"Les gens ne boivent pas pendant les quarante jours qui précèdent le ramadan. C’est comme ça chaque année. Je fermerai le bar samedi, lorsque j’aurai écoulé le stock", confie à TelQuel El Haj, comme l’appellent ses clients. Son bar, la Cigale, ne grouille pas de monde en raison du mois de ramadan qui s’annonce.

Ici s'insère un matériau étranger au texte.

PR #461, opened 2023-07-03
Use `.and` instead of composition

jrandolf:
CDDL doesn't allow composition of maps.

See https://github.com/w3c/webdriver-bidi/pull/460

***
<a href="https://pr-preview.s3.amazonaws.com/jrandolf/webdriver-bidi/pull/461.html" title="Last updated on Jul 3, 2023, 1:53 PM UTC (9442d71)">Preview</a> | <a href="https://pr-preview.s3.amazonaws.com/w3c/webdriver-bidi/461/e8bb82d...jrandolf:9442d71.html" title="Last updated on Jul 3, 2023, 1:53 PM UTC (9442d71)">Diff</a>

### DIFF
--- a/index.bs
+++ b/index.bs
@@ -5299,16 +5299,14 @@ script.FunctionRemoteValue = {
 }
 
 script.RegExpRemoteValue = {
-  script.RegExpLocalValue,
   ? handle: script.Handle,
   ? internalId: script.InternalId,
-}
+} .and script.RegExpLocalValue
 
 script.DateRemoteValue = {
-  script.DateLocalValue,
   ? handle: script.Handle,
   ? internalId: script.InternalId,
-}
+} .and script.DateLocalValue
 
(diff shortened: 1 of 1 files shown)


thiagowfx (approved):

jgraham (changes requested):
I don't think this is right? 

```

   A ".and" control on a type indicates that the data item matches both
   the left-hand-side type and the type given as the right-hand side.
   (Formally, the resulting type is the intersection of the two types
   given.)
```

We don't want an intersection, but a union.

jrandolf:
I'm pretty sure we want an intersection type. We want `script.RegExpRemoteValue` to contain the keys for `script.RegExpLocalValue` and the keys presented in the map.

jgraham (approved):
OK, based on discussions, it seems like I didn't understand what CDDL intended here.

Issue #444, opened 2023-06-06
Move CDDL job from Node 12 to Node 16 due to deprecated features


whimboo:
See the annotations for the CDDL job:
https://github.com/w3c/webdriver-bidi/actions/runs/5186558692?pr=442

> Node.js 12 actions are deprecated. Please update the following actions to use Node.js 16: actions-rs/toolchain@v1. For more information see: https://github.blog/changelog/2022-09-22-github-actions-all-actions-will-begin-running-on-node16-instead-of-node12/.

and

> The `set-output` command is deprecated and will be disabled soon. Please upgrade to using Environment Files. For more information see: https://github.blog/changelog/2022-10-11-github-actions-deprecating-save-state-and-set-output-commands/

thiagowfx:
One idea: https://github.com/actions-rs/toolchain/issues/216#issuecomment-1291613319

dtolnay:
> This is likely blocked on [actions-rs/toolchain#219](https://github.com/actions-rs/toolchain/issues/219) and [actions-rs/toolchain#221](https://github.com/actions-rs/toolchain/issues/221)

The whole actions-rs org is abandoned for years, so I would recommend not blocking yourself on it being revived.

whimboo:
Thank you David! It's great to see that `[dtolnay/rust-toolchain](https://github.com/dtolnay/rust-toolchain)` exists and works fine for our purpose.

PR #470, opened 2023-07-05
Switch to new rust-toolchain because actions-rs/toolchain is unmaintained

whimboo:
Lets see if the [`dtolnay/rust-toolchain`](https://github.com/dtolnay/rust-toolchain) works for us so that we can get rid of the deprecation warnings.

Closes: #444


whimboo:
This actually works just fine and will fix #444.

thiagowfx (approved):

OrKoN (approved):

PR #471, opened 2023-07-05
Add method enum for script domain

jrandolf:
This PR adds some helper types for understanding relevant method names for events and commands.

If this is merged, I'll add this for other domains as well.

***
<a href="https://pr-preview.s3.amazonaws.com/w3c/webdriver-bidi/pull/471.html" title="Last updated on Jul 5, 2023, 8:34 AM UTC (6ea7d48)">Preview</a> | <a href="https://pr-preview.s3.amazonaws.com/w3c/webdriver-bidi/471/4f6ffa4...6ea7d48.html" title="Last updated on Jul 5, 2023, 8:34 AM UTC (6ea7d48)">Diff</a>

### DIFF
--- a/index.bs
+++ b/index.bs
@@ -4275,6 +4275,15 @@ ScriptCommand = (
   script.GetRealms //
   script.RemovePreloadScriptCommand
 )
+
+ScriptCommandMethod = (
+  "script.addPreloadScript" /
+  "script.callFunction" /
+  "script.disown" /
+  "script.evaluate" /
+  "script.getRealms" /
+  "script.removePreloadScript"
+)
 </pre>
 
 [=local end definition=]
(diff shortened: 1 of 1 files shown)


jgraham:
How important is this to you?

From my point of view this makes the spec harder to write and somewhat harder to read (the `.within` isn't really adding any useful information for humans, so is basically just noise). I can see why you'd want it for a generic CDDL-to-interface conversion, but is there an alternate possibility of writing the logic to generate command name / event name enums as a special case?

OrKoN (commented):
I am not convinced that we want to add duplication to the spec for the sake of simplifying generators. The tools could probably collect all method literals if they need to be aggregated in a type (for validation or other purposes). As far as I can see, validation of the literal types without an union type is possible too.

thiagowfx:
I am in favor of improving the robustness of the generator but indeed this change adds redundancy (and maintenance difficulty) to the spec. If you happen to find another (simpler) way, feel free to send another PR.

christian-bromann:
> The CDDL generator I created

Hey @jrandolf 👋 I am interested in your generator. I build one myself called [`cddl2ts`](https://www.npmjs.com/package/cddl2ts). Can you share anything about it?

jrandolf:
Sure! I think you are also on the Matrix group right? We can talk there!

PR #476, opened 2023-07-06
Add regular expression for page ranges

jrandolf:
***
<a href="https://pr-preview.s3.amazonaws.com/w3c/webdriver-bidi/pull/476.html" title="Last updated on Jul 6, 2023, 4:50 PM UTC (69580e7)">Preview</a> | <a href="https://pr-preview.s3.amazonaws.com/w3c/webdriver-bidi/476/ddabede...69580e7.html" title="Last updated on Jul 6, 2023, 4:50 PM UTC (69580e7)">Diff</a>

### DIFF
--- a/index.bs
+++ b/index.bs
@@ -2737,13 +2737,15 @@ PDF document represented as a Base64-encoded string.
         params: browsingContext.PrintParameters
       }
 
+      browsingContext.PageRange = text .regexp "^(?:[0-9]+)?(?:-(?:[0-9]+)?)?$"
+
       browsingContext.PrintParameters = {
         context: browsingContext.BrowsingContext,
         ? background: bool .default false,
         ? margin: browsingContext.PrintMarginParameters,
         ? orientation: ("portrait" / "landscape") .default "portrait",
         ? page: browsingContext.PrintPageParameters,
-        ? pageRanges: [*(js-uint / text)],
+        ? pageRanges: [*(js-uint / browsingContext.PageRange )],
         ? scale: (0.1..2.0) .default 1.0,
         ? shrinkToFit: bool .default true,
       }


index.bs
```diff
@@ -2743,7 +2743,7 @@ PDF document represented as a Base64-encoded string.
         ? margin: browsingContext.PrintMarginParameters,
         ? orientation: ("portrait" / "landscape") .default "portrait",
         ? page: browsingContext.PrintPageParameters,
-        ? pageRanges: [*(js-uint / text)],
+        ? pageRanges: [*(js-uint / text .regexp "^[0-9]+(?:-[0-9]+)?$" )],
```
thiagowfx, line 2746: The algorithm (https://w3c.github.io/webdriver/#dfn-parse-a-page-range) is responsible to validate this.

Adding a regexp here is "premature optimization".

I don't think it hurts, and it happens to play well with our zod generator, but see what the Mozilla folks think about it.

PS. This matches "1-3", but it does not match "1-" nor "-3", however AFAIK it should (please double check).

index.bs
```diff
@@ -2737,13 +2737,15 @@ PDF document represented as a Base64-encoded string.
         params: browsingContext.PrintParameters
       }
 
+      browsingContext.PageRange = text .regexp "^(?:[0-9]+)?(?:-(?:[0-9]+)?)?$"
```
jimevans, line 2740: Is the intent here just to limit what constitutes a valid value for the text the user sends, if they choose to send text as the argument for `pageRanges`?

index.bs
thiagowfx: Now it currently matches "-". Is it allowed?

index.bs
thiagowfx: Yes. For example, "5-3" would be matched however it's not valid (AFAIUI). I think @jrandolf is only interested in the overall text format, not necessarily in the full validation.

Still - see comment above - "`'-'" is matched but it should not be allowed.

jrandolf: Indeed.

jimevans: Fair enough. Nothing to do for local ends/clients, then. This is all on the remote-end implementation.

index.bs
jrandolf: Yes, it is allowed.

thiagowfx (approved):

index.bs
jgraham, line 2740: So, I'm nervous about introducing regex into the spec, because I suspect in practice there are enough differences between dialects that they are likely to lead to interop problems.

In particular the regexp above is wrong per spec (though probably works OK in a js implementation) because CDDL specifies that it follows https://www.w3.org/TR/2004/REC-xmlschema-2-20041028/#regexs. That implicitly anchors expressions, so `^` and `$` match literals rather than start/end of the string. I also don't think it has capture groups, so I'm not sure what `?:` would actually do (I think the `:` would match itself, but the `?` might be a syntax error? Not sure; I've literally never looked at this spec before).

Given that, I think we'd either have to intentionally violate the CDDL spec and pick a different syntax (e.g. ECMAScript, although that itself might not work for code generation in languages with different regex implementations e.g. Go or Rust), or use the XSD format and rely on everyone implementing a conversion into an actual implemented regex syntax. Or just not use regex and avoid the entire problem, at the cost of having to write a bit of extra code whenever there's string parsing. Which is hopefully "almost never", since we can generally choose to use structured data instead.

So I think my preference is to drop this PR.

jgraham (changes requested):

thiagowfx (changes requested):
Removing approval given @jgraham's comment.

index.bs
jrandolf: I'd be in favor of the universal minimal syntax. Based on the XSD, it looks like that format is the minimal.

That said, how about we change page ranges to use `(* [js-uint,js-uint] | js-uint)`? I think we can avoid this all together if we just allowed this.

thiagowfx: The string possibility comes from webdriver classic: https://w3c.github.io/webdriver/#print

I believe we need to be permissive in order to keep compatibility with it, otherwise it would be a regression/downgrade.

jgraham: `(* [js-uint,js-uint] | js-uint)` would also be wrong because one can omit the ends of the range. So we'd have to allow `null` in either the first or second position, but not both. I don't think this would be incompatible with the goal of having classic be implementable on top of BiDi, but it would add some complexity. The main argument against using the fully array-based syntax is that it's trickier to write by hand (and less like what you write in the print dialog).

jrandolf:
Closing in favor of https://github.com/w3c/webdriver-bidi/pull/481

PR #477, opened 2023-07-06
Use `script.LocalValue` for arguments and `this`

jrandolf:
According to the steps, `script.LocalValue` must include `script.RemoteReference` and `script.ChannelValue`. A priori, there is no purpose in `script.ArgumentValue`

***
<a href="https://pr-preview.s3.amazonaws.com/w3c/webdriver-bidi/pull/477.html" title="Last updated on Jul 10, 2023, 5:14 PM UTC (829f709)">Preview</a> | <a href="https://pr-preview.s3.amazonaws.com/w3c/webdriver-bidi/477/cbc17e9...829f709.html" title="Last updated on Jul 10, 2023, 5:14 PM UTC (829f709)">Diff</a>

### DIFF
--- a/index.bs
+++ b/index.bs
@@ -4440,7 +4440,7 @@ To <dfn export>run WebDriver BiDi preload scripts</dfn> given |environment setti
 script.Channel = text;
 </pre>
 
-The <code>script.Channel</code> type represents the id of a specific channel
+The <code><dfn>script.Channel</dfn></code> type represents the id of a specific channel
 used to send custom messages from the [=remote end=] to the [=local end=].
 
 #### The script.ChannelValue Type #### {#type-script-ChannelValue}
@@ -4580,11 +4580,13 @@ strong [=/map=] from handle ids to their corresponding objects.
 
 #### The script.LocalValue Type #### {#type-script-LocalValue}
 
-[=Remote end definition=] and [=local end definition=]
+[=Remote end definition=]
 
-<pre class="cddl remote-cddl local-cddl">
+<pre class="cddl remote-cddl">
 script.LocalValue = (
+  script.RemoteReference //
   script.PrimitiveProtocolValue //
+  script.ChannelValue //
   script.ArrayLocalValue //
   script.DateLocalValue //
   script.MapLocalValue //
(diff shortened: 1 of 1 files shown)


index.bs
```diff
@@ -4528,7 +4528,9 @@ strong [=/map=] from handle ids to their corresponding objects.
 
 <pre class="cddl remote-cddl local-cddl">
 script.LocalValue = (
```
thiagowfx, line 4530: It makes me wonder whether `LocalValue` should be renamed to `ArgumentValue` now (as it is effectively used as an argument).

thiagowfx (approved):
Approving, but please wait for review from Mozilla just to double check it's correct.

index.bs
jrandolf: LocalValue derives its name from the spec instructions.

index.bs
```diff
@@ -4584,7 +4584,9 @@ strong [=/map=] from handle ids to their corresponding objects.
 
 <pre class="cddl remote-cddl local-cddl">
```
jgraham, line 4585: I don't think this should be `local-cddl`, right? These values are never parsed by the client.

index.bs
```diff
@@ -6007,7 +6009,7 @@ ownership will be treated.
 
 [=Remote end definition=]
 
-<pre class="cddl remote-cddl">
+<pre class="cddl remote-cddl local-cddl">
```
jgraham, line 6012: Also this.

jgraham (changes requested):
I think this is OK. The main change seems to be that we allow clients to send maps with channels or remote values as arguments.

The description of `script.LocalValue` needs to be updated to match the change.

I think adding all these types to `local-cddl` is wrong; I don't think clients ever have to parse these values.

index.bs
```diff
@@ -4447,7 +4447,7 @@ used to send custom messages from the [=remote end=] to the [=local end=].
...
```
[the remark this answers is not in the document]
jrandolf: It can't be since `script.LocalValue` exists in `local-cddl`.

index.bs
```diff
@@ -5188,7 +5190,7 @@ The <code>script.RealmType</code> type represents the different types of Realm.
...
```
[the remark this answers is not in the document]
jrandolf: It can't be since `script.LocalValue` exists in `local-cddl`.

index.bs
jrandolf: It can't be since `script.LocalValue` exists in `local-cddl`.

index.bs
jrandolf: They aren't parsed, but they are passed by the client.

jrandolf:
> I think adding all these types to local-cddl is wrong; I don't think clients ever have to parse these values.

Sure, but CDDL complains about unknown types if you don't include it because LocalValue references it and LocalValue exists in `local-cddl`.

jrandolf:
As discussed offline, the solution is to just make `script.LocalValue` only defined in `remote.cddl`.

jgraham (approved):

PR #479, opened 2023-07-07
`ErrorResponse` should always have id

Lightning00Blade:
https://w3c.github.io/webdriver-bidi/#send-an-error-response

***
<a href="https://pr-preview.s3.amazonaws.com/Lightning00Blade/webdriver-bidi/pull/479.html" title="Last updated on Jul 7, 2023, 8:47 AM UTC (fe5a28a)">Preview</a> | <a href="https://pr-preview.s3.amazonaws.com/w3c/webdriver-bidi/479/ddabede...Lightning00Blade:fe5a28a.html" title="Last updated on Jul 7, 2023, 8:47 AM UTC (fe5a28a)">Diff</a>


OrKoN (changes requested):
I have double checked the spec and it does not look like we are able to change it. In case, if a command cannot be parsed or does not match any commands, the ID can be null.

thiagowfx:
> NOTE: command id can be null, in which case the id field will also be set to null, not omitted from response.

Issue #480, opened 2023-07-07
Extensible and Type Discrimination


jrandolf:
While working on Puppeteer, we've noticed it's very difficult to discriminate response types because response types have extensibility. This causes a reduction problem because, e.g., an EmptyResponse can in theory contain the keys of `ErrorResponse`, but the values are something completely different.

I propose instead of spreading extensibility, we go along with one of the following standard options:

 - Define a private key, say `? extensions: (*text => any)`, that allows implementation-specific extensions, or
 - Create a registry like how RFCs typically do.

CC: @jgraham @whimboo

jgraham:
Isn't this a fundamental problem if you just look at the CDDL? Per the conversation about intersection types, I think something that matches `ErrorResponse` would also match `EmptyResponse`, and so if the assumption is that implementations will in fact add arbitrary extra data to the response guided only by the CDDL requirements, then we can't spec this away.

On the other hand, nothing in the spec currently allows browsers to actually add any extra data to responses. The point of Extensible was "clients have to accept payloads with extra fields in these places". But if that's always true, then it isn't adding anything.

I think what's actually needed is some constraints on how implementations can represent unilateral extensions of the protocol (which are hopefully rare, but for which there is precedent in e.g. capabilities). In that case we require that any extra fields have a `:` in the name, and commit to never specifying a field with such a name.

jgraham:
For the specific case of `Message` types, putting an explicit `type` field on seems like the obvious thing that we should have done, i.e. `type: "success"`, `type: "error"`, and `type: "event"`.

jrandolf:
> For the specific case of `Message` types, putting an explicit `type` field on seems like the obvious thing that we should have done (and still can do), i.e. `type: "success"`, `type: "error"`, and `type: "event"`.

Perhaps which you try this then.

Issue #274, opened 2022-09-08
Clarify extensibility rules


jgraham:
For compatibility reasons we've had an understanding that we want to allow commands and responses to be extensible. In the CDDL this is handled with boilerplate in the definitions like:
```
*text => any
```
Which amounts to ignoring unknown fields.

However we have not been consistent about adding this in all the definitions.

This recently came up in the context of the `Target` type, which is defined as

```
RealmTarget = {realm: Realm};

ContextTarget = {
  context: BrowsingContext,
  ?sandbox: text
}

Target = (
  RealmTarget //
  ContextTarget
);
```

The question was: should it be allowed to have something that matches _both_ the `RealmTarget` production and the `ContextTarget` production? In that case the _behaviour_ is well-defined (because the prose says to first check if it matches `ContextTarget`), but it seems likely that the user made an error in that case and we should report that rather than silently resolving the ambiguity.

So, how should we handle this in general? Extensibility is useful and required in some cases. But it's not clear if we need it for every type.

Technically, the problem here is that we're hoping to rely on structural typing i.e. we distinguish the target types by the fields they have rather than by name. In contrast for commands and responses where we clearly do want extensibility each type is explicitly named, so there's no possibility of confusion.

So that suggests a general rule: if we want to allow a type with multiple variants to be extended by clients we should always provide an explicit name for each varaint. If there's no explicit name we should not allow additional fields in that type.

Does that sound like a reasonable approach that meets our use cases? And if it does, are we happy with `Target` being non-extensible, or should we add an explicit type field?

sadym-chromium:
I'm inclined not to throw exception in such a case, or in case of extended values like:
```
NullValue = {
  type: "null",
  value: "SOME_VALUE"
}
```
My motivation is the following: do we want to restrict any additional fields to `ScriptTarget`, or just having `realm` and `context` or `sandbox` together? And the first seems an overkill, and the I'm not sure how the second can be specified.

foolip:
Related: https://github.com/w3c/webdriver-bidi/issues/79

foolip:
This problem also reminds me strongly of [distinguishable](https://webidl.spec.whatwg.org/#dfn-distinguishable) dictionaries in Web IDL. There, unions of dictionaries aren't allowed, because type testing would require checking the object properties.

In BiDi, one fix would be to always use different parameters for these target types. But that's not very ergonomic I suspect.

[...]

Issue #79, opened 2020-12-08
Forward compatibility and the use of {*text => any} in CDDL


foolip:
In https://github.com/w3c/webdriver-bidi/pull/77#discussion_r537671899 I learned what the `{*text => any}` in our CDDL is for, it's to allow arbitrary extra keys in an object. I don't know what part of the CDDL spec to read to understand this, but https://tools.ietf.org/html/rfc8610#appendix-H has it in an example.

In order to allow future extensions of the (unversioned) protocol, we will want to accept extra keys everywhere, which means we'll need ensure `{*text => any}` is used wherever extra keys would otherwise be rejected. It looks like `SubscribeParameters` is a case where we don't have it, so that `session.subscribe` with params `{ events: 'browsingContext.*', futureExtraStuff: true }` would fail.

Can tooling help us ensure that we don't miss `{*text => any}` anywhere? Or is there a way of using CDDL where the default behavior is inverted?

bwalderman:
I did another scan through the CDDL spec. This pattern is first described in [section 3.5.1](https://tools.ietf.org/html/rfc8610#section-3.5.1) :

> If the addition of more entries not specified by the current
>   specification is desired, one can add this possibility explicitly:
>
>                          PersonalData = {
>                            ? displayName: tstr,
>                            NameComponents,
>                            ? age: uint,
>                            * tstr => any
>                          } 

I didn't see any kind of shorthand to implicitly accept extra keys everywhere. We could improve the situation somewhat using a new group definition that includes the `*text => any` snippet instead of copy/pasting it:

```cddl
Extensible = (*text => any)

SubscribeParameters = {
  events: [*text],
  ?contexts: [*BrowsingContext],
  Extensible
}
``` 

This still has the problem of potentially forgetting to include `Extensible` everywhere though. Tooling might be a good idea.

foolip:
I like the `Extensible` idea, it makes it more clear to people not very familiar with CDDL (like me) what's going on.

PR #482, opened 2023-07-10
Remove `Extensible` for `Metadata`

jrandolf:
The `Extensible` mechanism makes type discrimination impossible for WebDriver Bidi. In particular, it's impossible to reduce between various productions that have common keys since `Extensible` is a catch-all.

To fix this, this PR introduces the `Metadata` type that replaces `Extensible`. The purpose of `Metadata` is well-defined and carries out the task of `Extensible` without polluting productions.

Fixed: https://github.com/w3c/webdriver-bidi/issues/480

***
<a href="https://pr-preview.s3.amazonaws.com/w3c/webdriver-bidi/pull/482.html" title="Last updated on Jul 10, 2023, 10:26 AM UTC (262fa3f)">Preview</a> | <a href="https://pr-preview.s3.amazonaws.com/w3c/webdriver-bidi/482/6736ff3...262fa3f.html" title="Last updated on Jul 10, 2023, 10:26 AM UTC (262fa3f)">Diff</a>

### DIFF
--- a/index.bs
+++ b/index.bs
@@ -302,8 +302,8 @@ the remainder of the specification.
 <pre class="cddl remote-cddl">
 Command = {
   id: js-uint,
+  ? metadata: Metadata,
   CommandData,
-  Extensible,
 }
 
 CommandData = (
@@ -316,7 +316,7 @@ CommandData = (
 )
 
 EmptyParams = {
-   Extensible
+  ? metadata: Metadata,
 }
 </pre>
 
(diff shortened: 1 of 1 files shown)


jrandolf:
> I am not sure it helps with the original issue that Extensible is likely solving (these issues look related #79 #274): as I understand it is to allow the compatibility between protocol versions, which I don't see how metadata would solve. cc @jgraham

I see. Then I think this PR is irrelevant.

PR #339, opened 2017-11-19
Update background-size example

wbamberg:
Here are some updates to the background-size example.

The original example is too tall to fit without scrolling, so I've reduced the vertical height to prevent that:

* removed comments: I think the code is pretty self-explanatory, and given how precious vertical space is, we should avoid comments unless they are really needed

* removed one of the examples, which covered quite similar ground to another one

I've also chosen a different image: I chose this for a few reasons:

* the aspect seems like it will work better to show the difference between keywords like `cover` and `contain`

* the shape is very simple and recognizable, so distortions when you set width and height are more obvious

I'm happy to talk about these changes though if you don't agree.


wbamberg:
> Works for me. I am wondering though if perhaps we want to add all the images used in examples inside a examples folder inside media to keep em separated ;p Also, its worth running these images through either ImageOptim or http://tinypng.com

I should have made these changes. Good call on moving the images, it did occur to me that this would get messy, but I didn't follow the thought through.

PR #340, opened 2017-11-21
Tweaks to the filter example

wbamberg:
* use the new Firefox logo
* reduce the number of examples to 6, to avoid scrollbars
* some minor tweaks to the styles


schalkneethling:
Once the conflict is resolved, this is a r+ 🦊

PR #347, opened 2017-11-22
Added an example for object-fit

wbamberg:


live-examples/css-examples/css/object-fit.css
```diff
@@ -0,0 +1,4 @@
+#example-element {
+  height: 100%;
+  width: 100%;
```
schalkneethling: Nit: Consistent spacing of 4 spaces in CSS

wbamberg:
>  Also, running the image through ImageOptim saves us ~20kb.

I tried using ImageOptim, and it didn't save me anything (I already ran the image through tinypng.com). Is there some non-default setting you are using to get that 20kb?

schalkneethling:
> I tried using ImageOptim, and it didn't save me anything (I already ran the image through tinypng.com). Is there some non-default setting you are using to get that 20kb?

I do not believe so but hey, let's automate it. Will add a step to the build process to optimize images.

PR #333, opened 2017-11-15
Contribute.md Guide for JS Examples

maboa:
This is the first pass of the contributing guide. I imagine it will require a few iterations of reviewing and modification :)

PR #350, opened 2017-11-22
Array examples

maboa:
I've modified these original examples quite heavily. Things have certainly evolved significantly since we started :)

That said, I think the original examples were very good just a different style and I think it's worth looking at the originals to see if we have deviated too far.

Stuff that has changed includes:

- naming of arrays now reflects the object ie `array1` etc instead of the content ie `fruit`
- fewer comments describing what we are doing (hoping that the examples are written a way  explain themselves)
- more examples where we have room (as opposed to one example)
- use of fewer lines by using`console.log`to manipulate + output ie `console.log(array1.concat(array2));` rather than ...
```
var result = array1.concat(array2);
console.log(result);
```
Where space allows, we may choose to revert to the original method of doing things? 

I think these are good test cases and so totally open to candid feedback about how in any way perhaps the originals were better. This might also affect the styleguide (https://github.com/mdn/interactive-examples/pull/333,) so good to know before we do the final pass.


live-examples/js-examples/array-includes.html
```diff
@@ -1,12 +1,15 @@
...
+
+var array2 = ['cat', 'dog', 'bat'];
 
-// log the result
-console.log(result);
+console.log(array2.includes('cat'));
 // expected output: true
+
+console.log(array2.includes('at'));
+// expected output: false
```
wbamberg: in a case like this, the numeric naming you've chosen here seems better (at least, it's hard to think of a descriptive name for the first array, and given a numeric name for the first, it seems better to have a numeric name for the second).

live-examples/js-examples/array-join.html
```diff
@@ -1,12 +1,13 @@
 <pre>
-<code id="static-js">// create an array
-var elements = ['Fire', 'Wind', 'Rain'];
+<code id="static-js">var array1 = ['Fire', 'Wind', 'Rain'];
```
wbamberg: This naming seems inconsistent with the "beasts" name above. I think I like the "beasts" choice for indexOf. Not sure what is a good descriptive name for this array though.

live-examples/js-examples/array-lastindexof.html
```diff
@@ -1,12 +1,10 @@
 <pre>
-<code id="static-js">// create an array
-var animals = ['Dodo', 'Tiger', 'Penguin', 'Dodo'];
+<code id="static-js">var array1 = ['Dodo', 'Tiger', 'Penguin', 'Dodo'];
```
wbamberg: Same here.

live-examples/js-examples/array-slice.html
```diff
@@ -1,12 +1,13 @@
...
-// call slice(), passing start and end indexes
-var sliced = a.slice(2, 4);
+console.log(array1.slice(2, 4));
+// expected output: Array ["camel", "duck"]
 
-// log the result
-console.log(sliced);
-// expected output: camel,duck
+console.log(array1.slice(1, 5));
+// expected output: Array ["bison", "camel", "duck", "elephant"]
```
wbamberg: I think it might be worth replacing one of these two examples with an example that just takes one argument.

live-examples/js-examples/array-join.html
maboa: I thought it was referring to elements of nature - as in the classical Greek elements :)

maboa: After our conversation yesterday, I'm happy making some of the naming content-descriptive. So we can use beasts and even elements. After all they are not very abstract.

live-examples/js-examples/array-slice.html
maboa: Makes sense.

Ce n’est pas le seul commerce touché par la crise de la "quarantaine". Restaurants, hôtels, brasseurs ou simples guerraba rencontrent les mêmes difficultés. “Le chiffre d’affaires chute de 35 %, voire 40 %, dès le début de la quarantaine”, affirme un manager de Brasseries du Maroc.
Qu’est-ce qui pourrait justifier cette habitude des Marocains à cesser de consommer de l’alcool quarante jours avant le ramadan ? "C’est dans la religion. Accueillir le mois de ramadan en buvant, c’est haram”, explique Yassine, la trentaine, cadre dans une société de télécommunications. “Il n’y a ni 40 ni 15 jours. Le haram ou le halal ne se définissent pas en nombre de jours. C’est culturel, comme beaucoup de choses. On essaie de coller des croyances culturelles à la religion", déclare Ahmed El Khamlichi, directeur de Dar Al Hadith Al Hassaniya.
"Cela n’a aucun rapport avec l’islam, pour la simple raison qu’il n’existe aucun texte dans le Coran ou les hadiths authentifiés", renchérit Mohamed Rafiki, plus connu sous le nom d’Abou Hafs. Selon l’ancien cheikh salafiste, "cette invention culturelle" s’expliquerait par un texte religieux où il n’est nulle part question du jeûne. "Dans les années 1960 et 1970, les gens pouvaient arrêter de boire à l’approche du ramadan en se consacrant à la prière. Mais la notion des quarante jours n’existait pas", affirme El Khamlichi.